# Need some Furry word help with a mall



## RunningCat (Sep 30, 2011)

I could use some help with names of restaurants, stores, and what notes that someone would find in a real world mall but have Furry names to them. If you could help me it would be very much appreciated. When you come up with a name the real world counterpart would also be nice so that I know how to place them in the story I am writing.

Thanks in advance.


----------



## ArticSkyWolf (Sep 30, 2011)

There's a bar in British Columbia called wolves tavern


----------



## Aden (Sep 30, 2011)

I'm sorry, I'm not quite following you


----------



## DarrylWolf (Oct 1, 2011)

There's a club in Fort which is called "Pussies' Revue". It has nothing to do with cats and everything to do with naked dancing women


----------



## RunningCat (Oct 1, 2011)

I am thinking like the store "Gab Kids" could be something like "Gab Cubs" or some interrelation of that.


----------



## DarrylWolf (Oct 1, 2011)

RunningCat said:


> I am thinking like the store "Gab Kids" could be something like "Gab Cubs" or some interrelation of that.

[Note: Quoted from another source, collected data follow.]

PR #900, opened 2019-05-26
Remove overuse of sets

mboes:
Sets were introduced earlier on in the development of rules_haskell,
for reasons I do not remember (I believe @fuuzetsu made the decision).
In the end however, using sets means more copying during the analysis
phase than would otherwise happen with depsets, which is a data
structure that supports O(1) union. What's more, we ended up having to
use conversion functions in many places, be it `set.to_depset()` or
`set.to_list()`. We now use far fewer conversion functions, making the
code easier to read, and hopefully helping with performance too.


mboes:
Depends on #899.

Fuuzetsu:
Hmm, I'm sure there was some reason why we didn't use depset at the time but I can't remember... Maybe because iterations were expensive or something... If the current code works then great.

haskell/private/dependencies.bzl
```diff
@@ -140,32 +140,55 @@ def gather_dep_info(ctx, deps):
...
-            package_ids = acc.package_ids
             if HaskellLibraryInfo not in dep:
                 fail("Target {0} cannot depend on binary".format(ctx.attr.name))
-            if HaskellLibraryInfo in dep:
-                set.mutable_insert(package_ids, dep[HaskellLibraryInfo].package_id)
             acc = HaskellInfo(
-                package_ids = package_ids,
-                package_databases = set.mutable_union(acc.package_databases, binfo.package_databases),
+                package_ids = acc.package_ids,
+                package_databases = acc.package_databases,
```
guibou: Why no union between `acc.package_databases` and `binfo.package_databases`?

mboes: Because we already computed the set of all package databases a few lines earlier. Look at the other hunks as well.

PR #904, opened 2019-05-27
Add haskell_cabal_binary

mboes:
This rule reuses much of the code from `haskell_cabal_library`. It
builds binaries from a Cabal file. It exposes the same providers as
`haskell_binary`.

### DIFF
--- a/haskell/cabal.bzl
+++ b/haskell/cabal.bzl
@@ -289,6 +289,105 @@ build times, and does not require drafting a `.cabal` file.
 
 """
 
+def _haskell_cabal_binary_impl(ctx):
+    hs = haskell_context(ctx)
+    dep_info = gather_dep_info(ctx, ctx.attr.deps)
+    cc = cc_interop_info(ctx)
+    cc_info = cc_common.merge_cc_infos(
+        cc_infos = [dep[CcInfo] for dep in ctx.attr.deps if CcInfo in dep],
+    )
+
+    cabal = _find_cabal(hs, ctx.files.srcs)
+    setup = _find_setup(hs, cabal, ctx.files.srcs)
+    package_database = hs.actions.declare_file(
+        "_install/package.conf.d/package.cache",
+        sibling = cabal,
+    )
+    binary = hs.actions.declare_file(
+        "_install/bin/{}".format(hs.label.name),
+        sibling = cabal,
+    )
+    c = _prepare_cabal_inputs(
+        hs,
+        cc,
+        dep_info,
+        cc_info,
+        cabal = cabal,
+        setup = setup,
+        srcs = ctx.files.srcs,
+        cabal_wrapper_tpl = ctx.file._cabal_wrapper_tpl,
+        package_database = package_database,
+    )
+    ctx.actions.run(
+        executable = c.cabal_wrapper,
+        arguments = [c.args],
+        inputs = c.inputs,
+        outputs = [
+            package_database,
+            binary,
+        ],
+        env = c.env,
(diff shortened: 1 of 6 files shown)


haskell/cabal.bzl
```diff
@@ -289,6 +289,108 @@ build times, and does not require drafting a `.cabal` file.
...
+    default_info = DefaultInfo(files = depset([binary]), executable = binary)
+
+    return [hs_info, cc_info, default_info]
+
+haskell_cabal_binary = rule(
+    _haskell_cabal_binary_impl,
+    executable = True,
+    attrs = {
+        "srcs": attr.label_list(allow_files = True),
+        "deps": attr.label_list(),
```
aherrmann: If a Cabal package has a library and an executable and the executable depends on the library. Should a user add the corresponding `haskell_cabal_library` to `deps`?

haskell/cabal.bzl
```diff
@@ -289,6 +289,108 @@ build times, and does not require drafting a `.cabal` file.
...
+Example:
+  ```bzl
+  haskell_cabal_binary(
+      name = "happy",
+      srcs = glob(["**"]),
+  )
+  ```
+
+This rule assumes that the .cabal file defines a single executable
+with the same name as the package.
```
aherrmann: Can that restriction be lifted in the future? E.g. allow multi executable Cabal packages.

haskell/cabal.bzl
```diff
@@ -289,6 +289,108 @@ build times, and does not require drafting a `.cabal` file.
...
+        interface_dirs = dep_info.interface_dirs,
+        compile_flags = [],
+        prebuilt_dependencies = dep_info.prebuilt_dependencies,
+        cc_dependencies = dep_info.cc_dependencies,
+        transitive_cc_dependencies = dep_info.transitive_cc_dependencies,
+    )
+    cc_info = cc_common.merge_cc_infos(
+        cc_infos = [dep[CcInfo] for dep in ctx.attr.deps if CcInfo in dep],
+    )
+    default_info = DefaultInfo(files = depset([binary]), executable = binary)
```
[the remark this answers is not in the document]
mboes: Yes. That's part of the next PR, which will fix that for libraries also.

haskell/cabal.bzl
mboes: Not necessary.

haskell/cabal.bzl
mboes: It very well could, by asking the user to name the binaries. Otherwise we'd have to parse the .cabal files to find out the binary names at workspace rule evaluation time. Good future task.

haskell/cabal.bzl
```diff
@@ -289,6 +289,108 @@ build times, and does not require drafting a `.cabal` file.
...
+        static_libraries = dep_info.static_libraries,
+        static_libraries_prof = dep_info.static_libraries_prof,
+        dynamic_libraries = dep_info.dynamic_libraries,
+        interface_dirs = dep_info.interface_dirs,
+        compile_flags = [],
+        prebuilt_dependencies = dep_info.prebuilt_dependencies,
+        cc_dependencies = dep_info.cc_dependencies,
+        transitive_cc_dependencies = dep_info.transitive_cc_dependencies,
+    )
+    cc_info = cc_common.merge_cc_infos(
```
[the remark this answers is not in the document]
mboes: True. It was a copy/paste from the `haskell_cabal_library` rule, but it can be removed entirely in the binary case. I will do so before merging.

PR #907, opened 2019-05-28
Add a tools argument to Stack and Cabal rules

mboes:
Tools are built using the host configuration. Currently, they are not
very useful unless they are tools part of a whitelist defined by
Cabal. For example, Cabal lets you customize which happy or c2hs you
want to use. We support that.

Packages that correspond to the whitelisted tools are detected as such
and filtered from the dependency graph in `stackage_snapshot`. That
way only packages that produce libraries remain.

### DIFF
--- a/WORKSPACE
+++ b/WORKSPACE
@@ -33,6 +33,17 @@ load("@os_info//:os_info.bzl", "is_linux", "is_windows")
 # bazel dependencies
 haskell_repositories()
 
+http_archive(
+    name = "happy",
+    build_file_content = """
+load("@io_tweag_rules_haskell//haskell:cabal.bzl", "haskell_cabal_binary")
+haskell_cabal_binary(name = "happy", srcs = glob(["**"]), visibility = ["//visibility:public"])
+    """,
+    sha256 = "22eb606c97105b396e1c7dc27e120ca02025a87f3e44d2ea52be6a653a52caed",
+    strip_prefix = "happy-1.19.10",
+    urls = ["http://hackage.haskell.org/package/happy-1.19.10/happy-1.19.10.tar.gz"],
+)
+
 load("@io_tweag_rules_haskell//haskell:cabal.bzl", "stack_snapshot")
 
 stack_snapshot(
@@ -56,6 +67,7 @@ stack_snapshot(
         "lens-family",
     ],
     snapshot = "lts-13.15",
+    tools = ["@happy"],
     deps = ["@zlib.dev//:zlib"],
 )
 
--- a/haskell/cabal.bzl
+++ b/haskell/cabal.bzl
@@ -72,7 +72,14 @@ main = defaultMain
         )
     return setup
 
-def _prepare_cabal_inputs(hs, cc, dep_info, cc_info, cabal, setup, srcs, cabal_wrapper_tpl, package_database):
+_CABAL_TOOLS = ["alex", "c2hs", "cpphs", "doctest", "happy"]
+
+def _cabal_tool_flag(tool):
+    """Return a --with-PROG=PATH flag if input is a recognized Cabal tool. None otherwise."""
+    if tool.basename in _CABAL_TOOLS:
+        return "--with-{}={}".format(tool.basename, tool.path)
+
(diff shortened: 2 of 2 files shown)


haskell/cabal.bzl
```diff
@@ -581,6 +615,10 @@ stack_snapshot = repository_rule(
         "deps": attr.label_list(
             doc = "Dependencies of the package set, e.g. system libraries or C/C++ libraries.",
         ),
+        "tools": attr.label_list(
+            doc = """Tool dependencies. They are built using the host configuration, since
```
aherrmann: I don't see the host configuration enforced anywhere. [`label_list`](https://docs.bazel.build/versions/master/skylark/lib/attr.html#label_list) seems to suppor the `cfg = "host"` attribute, so, maybe that should be set?

haskell/cabal.bzl
```diff
@@ -166,11 +177,14 @@ def _haskell_cabal_library_impl(ctx):
         "_install/lib/libHS{}-ghc{}.{}".format(name, hs.toolchain.version, _so_extension(hs)),
         sibling = cabal,
     )
+    (tool_inputs, tool_input_manifests) = ctx.resolve_tools(tools = ctx.attr.tools)
```
aherrmann: Fascinating, I didn't know about [`resolve_tools`](https://docs.bazel.build/versions/master/skylark/lib/ctx.html#resolve_tools). Looks like [it was introduced in 0.23.0](https://github.com/bazelbuild/bazel/commit/52446a12b7435e850347dda144566280625cf498), there's a [design doc](https://docs.google.com/document/d/1xPsvTY-vWav9zX--7ieXjUilcl7M46m-88_oNV0QhEU/edit#) for anyone interested.

WORKSPACE
```diff
@@ -33,6 +33,17 @@ load("@os_info//:os_info.bzl", "is_linux", "is_windows")
 # bazel dependencies
 haskell_repositories()
 
+http_archive(
```
aherrmann: Having to provision tools like that is quite a lot of boilerplate. Especially, if you want to keep snapshot versions in sync. Hazel can use the tools straight from the Stackage snapshot. Is that something that `stack_snapshot` could be taught as well in the future?

mboes: Well, there's a lot that you can do if you parse `.cabal` files. We don't, and Stack doesn't tell us which dependency is a tool dependency and which one is not.

mboes:
@aherrmann Since we whitelist build tools anyways (like Cabal does), come to think of it we could teach the whitelist to `stack_snapshot` and have it emit a `haskell_cabal_binary` instead of `haskell_cabal_library` when it sees something in the whitelist. That would solve all the boilerplate issues you speak of. We'd get getter build parallelization as a bonus because Bazel would be able to build other libraries in parallel to the tools, rather than building the tools upfront. However, there are plenty of other binaries in a snapshot, many of which are not tools. We would still generate bad target definitions for those. We would be in a situation where sometimes binaries listed in the `packages` attribute are handled correctly (when they are build tools), sometimes not. Thoughts?

In principle we could detect binary targets and absence of library sections by grepping the .cabal files for `^library` or `^executable [a-Z0-9-]+`, but that's venturing into pretty hacky territory.

haskell/cabal.bzl
```diff
@@ -72,7 +72,14 @@ main = defaultMain
         )
     return setup
 
-def _prepare_cabal_inputs(hs, cc, dep_info, cc_info, cabal, setup, srcs, cabal_wrapper_tpl, package_database):
+_CABAL_TOOLS = ["alex", "c2hs", "cpphs", "doctest", "happy", "tar"]
```
aherrmann: Which `tar` is that. Is it the binary `tar`, or the Hackage package [`tar`](http://hackage.haskell.org/package/tar)?

WORKSPACE
aherrmann: Maybe ultimately a short-coming of stack. Apart from scanning Cabal files, there's also Cabal's [`plan.json`](http://hackage.haskell.org/package/cabal-plan), but last I checked the format wasn't documented and it was unclear if it's stable, yet.

haskell/cabal.bzl
mboes: Removed.

haskell/cabal.bzl
mboes: Fixed.

PR #937, opened 2019-06-11
Fix ghc bindist scripts on macOS

Profpatsch:
We have to be compatible with BSD utils in repository_rules if we want to be compatible with MacOS for bindists.


haskell/ghc_bindist.bzl
```diff
@@ -170,6 +170,9 @@ GHC_BINDIST = \
 def _execute_fail_loudly(ctx, args):
     """Execute a command and fail loudly if it fails.
 
+    ATTN: All commands have to be cross-compatible between BSD tools and GNU tools,
+    because we want to support MacOS. Please cross-reference the MacOS man-pages.
```
mboes: s/MacOS/macOS/.

PR #941, opened 2019-06-12
Fix various pitfalls for new users

Profpatsch:
There was some confusion about how to best setup `rules_haskell` for development.

cc @ulysses4ever


shell.nix
```diff
@@ -41,9 +41,10 @@ mkShell {
       elif [ "$(expr substr $(uname -s) 1 5)" == "Linux" ]; then
         ARCH="linux"
       fi
-      echo "[!] It looks like you are using a ''${ARCH} nix-based system. In order to build this project, you probably need to add the two following host_platform entries to your .bazelrc.local file."
+      echo "[!] It looks like you are using a ''${ARCH} nix-based system. In order to build this project, you need to add the two following host_platform entries to your .bazelrc.local file."
       echo ""
-      echo "test --host_platform=@io_tweag_rules_haskell//haskell/platforms:''${ARCH}_x86_64_nixpkgs"
```
ulysses4ever: But now `test` is not covered, is it?

Profpatsch: Yes, see commit message

ulysses4ever: Oh, good to know about build covering both, build and rest, thanks!

PR #949, opened 2019-06-14
WIP: try to run the RunTests.hs test suite for bindists

Profpatsch:
Let’s see what CI thinks about this.


mboes:
PR contains only trivial WIP change and seems dormant. Closing for now.

Issue #958, opened 2019-06-20
symlink_dynamic_library takes an unreasonable amount of time


regnat:
**Describe the bug**

Building an haskell project from a clean action cache but a fully populated remote cache (or disk_cache) is painfully slow, most of the time being spent in `Symlink` actions due to `symlink_dynamic_library`.

For example, building `rules_haskell` with a pre-populated `disk_cache` and after a `bazel clean` takes ~70s while it takes ~10s if I comment https://github.com/tweag/rules_haskell/blob/1d2083299f5bbbf24408595f9b95a73a918bb662/haskell/providers.bzl#L269-L270

**To Reproduce**

On `rules_haskell`

```bash
# Ensure that we have a fully populated disk-cache
bazel build --disk_cache=/tmp/disk_cache //...
# Clean the action cache
bazel clean
# Rebuild the project
bazel build --disk_cache=/tmp/disk_cache //...
# Observe that it is unreasonably long for something which should just be pulling from a remote cache

# Repeat the above steps with haskell/providers.bzl#L269-L270 commented and admire how fast this is
```

**Expected behavior**

A fresh build with a remote cache should be fast

**Environment**
 - OS name + version: NixOS 19.09.git.b29d4de
 - Bazel version: 0.24.0 (provided from the nix-shell), also observed on 0.26.0
 - Version of the rules: 1d2083299f5bbbf24408595f9b95a73a918bb662 (current master)

regnat:
(just to give some extra numbers, on the CI of a mid-sized haskell project I'm working on, commenting these two lines makes the build time drop from 4min to 50s)

Profpatsch:
The solution here is probably to change the definition of `ln()` (which shells out to `ln(1)` for each call) to something that can symlink multiple files in the same action.

guibou:
Are we sure that it is only `ln` which is problematic, or do we have any idea on the number of them?

```
λ paddle crevette → time bash -c "for i in \$(seq 10000); do ln -sf rules_nodejs-0.16.2 toto-\$i; done;"
bash -c   4.75s user 8.55s system 102% cpu 12.967 total
```

10K `ln` calls takes 12s. That's a lot, but @regnat is talking about 3minutes, which means roughly 150K symlinks, which feels too high.

aherrmann:
@guibou With `ln()` in Bazel each symlink is created in its own action. Creating the sandbox for each these actions surely adds some overhead.

[...]

PR #960, opened 2019-06-24
Don't sandbox symlink creation

aherrmann:
As noted in https://github.com/tweag/rules_haskell/issues/958 symlink creation takes a large amount of time in rules_haskell. This PR aims to reduce the time spent on creating symlinks by reducing the overhead due to sandboxing and caching symlinks.

A fully disk cached build of rules_haskell (`bazel clean && bazel fetch //... && bazel build //...`) takes
- Before this PR:
  - Elapsed time: 37.621s - 46.778s
  - Critical Path: 1.80s - 12.29s (varies strongly)
- After this PR:
  - Elapsed time: 22.375s - 26.950s
  - Critical Path: 1.37s - 1.76s

---

@regnat Could you test this on your use-case to verify that this PR helps?

### DIFF
--- a/WORKSPACE
+++ b/WORKSPACE
@@ -390,3 +390,13 @@ buildifier_dependencies()
 load("@ai_formation_hazel//:workspace.bzl", "hazel_setup")
 
 hazel_setup()
+
+# For profiling
+# Required to make use of `bazel build --profile`.
+
+# Dummy target //external:python_headers.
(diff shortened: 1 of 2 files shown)


mboes:
@regnat is offline for at least the next week. Merging for now since this is low risk and we already have data that this improves the situation. Though it will be useful to have @regnat's numbers post facto.

Issue #965, opened 2019-06-24
Link issue: haskell_doc + TemplateHaskell + haskell_import


guibou:
**Describe the bug**

I recently converted my codebase from the now deprecated `haskell_cc_import` to `cc_library`. `haskell_doc` fails at runtime with link issues.

**To Reproduce**

In 376123c0a3b376a9b4cb68f35b5b659d995f0f40, I'm able to reproduce the problem:

- `bazel build //tests:toto` fails with linking error related to `lz4`.
- lz4 is loaded in the WORKSPACE in the `@lz4//:lz4` `cc_library`.
- This cc_library is used as a `deps` an *empty* `haskell_library`, `//tests:lz4`
- `//tests:lz4` is used by an `haskell_library`: `//tests:utils`, which uses `TemplateHaskell`. That's important, without `TemplateHaskell`, the issue does not appears.
- All of theses libraries build
- `//tests:toto` is an `haskell_doc` which make reference to `utils` and fails to build.

Steps to reproduce the behavior.

**Expected behavior**

**Environment**
 - OS name + version:
 - Bazel version:
 - Version of the rules:

**Additional context**

guibou:
I've tried to adapt the work of #927 which seems relevant, but without success.

PR #967, opened 2019-06-24
Set LD_LIBRARY_PATH for haddock

aherrmann:
Closes: #965 

Haddock failed on the example given by @guibou in https://github.com/tweag/rules_haskell/commit/376123c0a3b376a9b4cb68f35b5b659d995f0f40 due to `liblz4.so.1` not being found. This PR resolves this issue by exporting `LD_LIBRARY_PATH` in the same way as is done for the REPL and doctests.

@guibou I've included your example as a regression test.

### DIFF
--- a/tests/Foo.hs
+++ b/tests/Foo.hs
@@ -1,0 +1,5 @@
+{-# LANGUAGE TemplateHaskell #-}
+module Foo where
+
+-- This is here just to trigger template haskell
+blork = $([| 1 + 1 |])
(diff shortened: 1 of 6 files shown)


tests/Foo.hs
```diff
@@ -0,0 +1,5 @@
+{-# LANGUAGE TemplateHaskell #-}
+module Foo where
+
+-- This is here just to trigger template haskell
+blork = $([| 1 + 1 |])
```
guibou: ``
```suggestion
blork = $([| 1 + 1 |])

```

aherrmann: Thanks, fixed.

Sure, go for it! There's a water park/hotel chain that goes by the name Great Wolf Lodge, complete with wolf mascots and talking cartoon wolves on its advertisements.


----------



## M. LeRenard (Oct 1, 2011)

Toys R Us would obviously be called Bad Dragon, Inc.

No, but seriously, with this you could either go the lazy route and just spray the word 'fur' all over the place, or you could realize that 100% of restaurant/department/whatever store names in the real world don't specifically address the fact that they sell products for humans, and apply that same logic to the 'furry' world.  If the guys who started McDonald's happened to be wolves named McDonald, why change the name?  So if you can find more stores like your example, where maybe they don't use the word 'kid' or, say, 'baby', I guess change those to be consistent, but otherwise I wouldn't worry about it.
The one name I can think of that you might consider changing would be Hooters, just because it'd be ambiguous what it might mean in a world with owl-people.  Maybe just call it The Grand Tetons Restaurant instead.


----------



## ArielMT (Oct 1, 2011)

Aden said:


> I'm sorry, I'm not quite following you



Furry world versions of human world store names, sort of like the puns you'd find in comics (e.g. "the You Pay Us Store" for the UPS Store), is what I gathered.


----------



## M. LeRenard (Oct 1, 2011)

Oh well, if it's for laughs....
...um, I got nothin'.  Well, nothing good, anyway.

Is it for laughs?


----------



## RunningCat (Oct 4, 2011)

Well in this universe where this mall opened Furries (anthropomorphic animals) are small percentage of the world population but in this one city that is part of the US is the one place where Furries out number the Humans this the major Furry city in the US. In the rest of the US Furries are pretty much a second class citizen (if they are even considered that). However this being a Furry city with a Furry mall I was hoping to come up with names that would appeal to the Furries, but reading over several comments I guess it would make sense to keep the same name, especially since I am writing this story so that anyone would understand what is happening in the story.


----------



## RedFoxTwo (Oct 4, 2011)

RunningCat said:


> Well in this universe where this mall opened Furries (anthropomorphic animals) are small percentage of the world population but in this one city that is part of the US is the one place where Furries out number the Humans this the major Furry city in the US. In the rest of the US Furries are pretty much a second class citizen (if they are even considered that). However this being a Furry city with a Furry mall I was hoping to come up with names that would appeal to the Furries, but reading over several comments I guess it would make sense to keep the same name, especially since I am writing this story so that anyone would understand what is happening in the story.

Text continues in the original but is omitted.